Many economists (here, for example) are baffled by the Obama administration's new overtime pay regulations. I am baffled that they are baffled. The political campaign to date has shown pretty clearly that the electorate is ignorant of basic economic common sense. The thinnest rhetoric that it's all about "helping people" works. Anything that can be promoted as "helping" anyone, who can without any serious effort be shown to be a victim of something or other, can be sold as a winning policy proposal -- to just enough of the electorate (and media).
Any bargain that I choose to strike with anyone is between me and the other party. If no force or fraud is involved, it's on my shoulders. If I agree to the deal it is because I have decided (as only I can) that it's my best option under the circumstances. (David Henderson lays it out.) I can always dream of better options but that's irrelevant. So Secretary of Labor Tom Perez can go on the PBS News Hour and explain it all as common sense "helping people" -- along with a finger-wagging Joe Biden to back it all up with a stern "mark my words". Case closed.

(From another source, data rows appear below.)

PR #1720, opened 2026-08-04
fix: feed real stdin to native mvnd process in NativeTestClient

ammachado:
## Summary
- `InputStreamNativeIT.installPluginAndCount` fails on CI (native GraalVM builds) because `NativeTestClient` spawns the real `mvnd` binary but never writes to or closes its stdin pipe.
- The test's `RequestInput`/`RequestInputAvailable` message interception in `TestClientOutput` only works for the in-process JVM test client; for a native test the daemon talks to the spawned binary's own real OS-level stdin, which the harness never fed, so the mojo always saw 0 bytes available instead of the expected 10.
- Adds `TestClientOutput.nativeStdin()` (defaults to `null`, so no behavior change for any other test) so a native IT can supply bytes that get written to the child process's real stdin and closed (EOF) before the daemon requests them, mirroring how a real `pipe | mvnd ...` invocation behaves.

Confirmed on `apache/maven-mvnd`'s own `master` CI (e.g. run 30862194274, headSha `67d0a23d`) that this failure is pre-existing and unrelated to any particular feature branch — it reproduces identically on unmodified `master`.

## Test plan
- [x] `./mvnw -pl dist -am install -DskipTests` then `./mvnw -pl integration-tests test -Dtest=InputStreamNativeIT` locally — compiles cleanly; fails only with "mvnd executable does not exist" since no GraalVM `native-image` toolchain is available in this environment (expected/inherent local limitation, not a code issue).
- [x] `./mvnw -pl integration-tests test -Dtest=InputStreamTest` (JVM-mode counterpart) — passes, confirming the new `nativeStdin()` default is a no-op for the existing path.
- [x] CI (GraalVM native builds on ubuntu/macos/windows) to confirm `InputStreamNativeIT.installPluginAndCount` now passes (`ubuntu-24.04-arm` build pending the merge of 5f53708).

### DIFF
--- a/integration-tests/src/test/java/org/mvndaemon/mvnd/assertj/TestClientOutput.java
+++ b/integration-tests/src/test/java/org/mvndaemon/mvnd/assertj/TestClientOutput.java
@@ -71,6 +71,17 @@ public class TestClientOutput implements ClientOutput {
         return messages;
     }
 
+    /**
+     * Bytes to feed to the real OS-level stdin of a natively spawned {@code mvnd} process
+     * (see {@code NativeTestClient}), or {@code null} if the test doesn't need to simulate stdin.
+     * The {@link #accept(Message)}-based {@code RequestInput}/{@code RequestInputAvailable}
+     * interception only works for the in-process JVM test client, since for a native test the
+     * daemon talks to the spawned binary's own real stdin, which this JVM never sees as messages.
+     */
+    public byte[] nativeStdin() {
+        return null;
+    }
+
     public void assertContainsMatchingSubsequence(String... patterns) {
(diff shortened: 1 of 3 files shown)


gnodet (approved):
Well-scoped fix for a real CI regression introduced by PR #1648. The approach correctly addresses the fundamental problem that native-mode tests cannot use in-JVM message-based stdin interception — `NativeTestClient` now feeds raw bytes via `Process.getOutputStream()` when a `TestClientOutput` provides `nativeStdin()`. The default-null design ensures zero impact on existing tests. CI failure confirmed as pre-existing on master (all four GraalVM native jobs fail). LGTM!

slachiewicz (approved):

PR #1460, opened 2022-06-30
readme: Update Wikipedia logo

Krinkle:
The logo was redesigned in 2010. That's before this image was added to the readme, but for some reason the old logo was still used.

Ref https://en.wikipedia.org/wiki/Wikipedia_logo.

I used the file from <https://commons.wikimedia.org/wiki/File:Wikipedia-logo-v2-en.svg> and for consistency with the other files, gave it a white bg and expanded the space to a 256px square.

----

It seems the current URLs are pointing to a branch, which makes updating them tricky since updating the main branch doesn't affect the readme, and updating the branch leaves one without a preview. I suspect it was done this way as part of an experiment but then left that way. I don't know if relative paths are intentionally avoided, but it's something that works fine as far as I can tell, and seems to be what other projects do in their readme. (Within the GitHub online viewer, relative paths can be confusing since when naively interpreted they will point ot the HTML page representing the file as opposed to the image file itself; but this is a problem specific to GItHub and GitHub's own markdown processor expands these fine to the raw URL they should be; when viewing them outside GitHub or when viewing them locally in a typical markdown generator or static server, they naturally point to the actual file and also work fine; this also means PRs and diff previews will work as expected).

If desired, I can apply the same changes to the other logos as well.


mvhirsch:
@heynemann I think this can be merged. Updating to more recent Wikipedia Logo seems fine to me!

mvhirsch (approved):

PR #1466, opened 2022-07-18
aarch64 docker image build scripts added

kevinsingapore:
**key points**

1 aarch64 Dockerfile added;

2 thmbor conf file and docker scripts added.


mvhirsch:
Thanks for contributing @kevinsingapore. Currently there are [many Docker related thumbor repositories](https://github.com/thumbor/awesome-thumbor#hosting-thumbor). 

`thumbor/thumbor` concentrates on the core code to run the application. This PR requires to be built on an arm processor, while hard-coding version constraints, too. To be a suitable contribute either this needs much more improvement:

The blob is growing fast and hard to assess. Last Friday, Holman Jenkins cited the latest: "The Competitive Enterprise Institute finds that,
last year, Congress passed a mere 114 laws and federal agencies issued a
whopping 3,410 regulations. At 80,260 pages, last year’s Federal
Register was the third fattest in history."
Slow recovery? That has absolutely nothing to do with it. It's actually all about "secular stagnation." So bring on more regs and rules that can be sold as "helping people". Just don't think about the policy uncertainty.